Axel Moyano

Personal information
- Full name: Axel Aarón Moyano Durand
- Date of birth: 3 January 2001 (age 24)
- Place of birth: Lurigancho-Chosica, Peru
- Height: 1.72 m (5 ft 8 in)
- Position: Midfielder

Team information
- Current team: ADT
- Number: 8

Youth career
- Alianza Lima

Senior career*
- Years: Team / Apps / (Gls)
- 2019–2024: Alianza Lima / 23 / (1)
- 2020: → Alianza Universidad (loan) / 14 / (1)
- 2022: → Univ. San Martín (loan) / 30 / (1)
- 2023: → Atlético Grau (loan) / 29 / (0)
- 2025–: ADT / 20 / (0)

International career
- 2020: Peru U-20 / 2 / (0)
- 2022: Peru U-23 / 1 / (0)

= Axel Moyano =

Peruvian footballer (born 2001)

Axel Aarón Moyano Durand (born 3 January 2001) is a Peruvian footballer who plays as a midfielder for Peruvian Primera División side ADT.

==Career==
===Club career===
Moyano is a product of Alianza Lima and in March 2019, he signed his first professional contract with the club. To add some minutes on the pitch, Moyano was loaned out to Alianza Universidad at the end of January 2020. On 9 February 2020, Moyano got his professional debut for Alianza Universidad against FC Carlos Stein in the Peruvian Primera División. Moyano played the whole game, which Alianza won 1–0.

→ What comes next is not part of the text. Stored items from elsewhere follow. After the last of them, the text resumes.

PR #8941, opened 2026-07-21
Update c++.amazon.properties

villevoutilainen:

### DIFF
--- a/etc/config/c++.amazon.properties
+++ b/etc/config/c++.amazon.properties
@@ -221,13 +221,13 @@ compiler.gcontracts-nonattr-trunk.demangler=/opt/compiler-explorer/gcc-snapshot/
 compiler.gcontracts-nonattr-trunk.objdumper=/opt/compiler-explorer/gcc-snapshot/bin/objdump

After returning from loan, Moyano got shirt number 14 for Alianza Lima and also got his official debut for the club on 17 May 2021 against Sport Boys. He made a total of 13 appearances in that season.

On 2 February 2022, Moyano was loaned out to Universidad San Martín until the end of the year. He got his official debut 10 days later, on 12 February 2022, against Universitario.

Ahead of the 2023 season, he joined Atlético Grau on a one-year loan.

In January 2025, Moyano moved to ADT.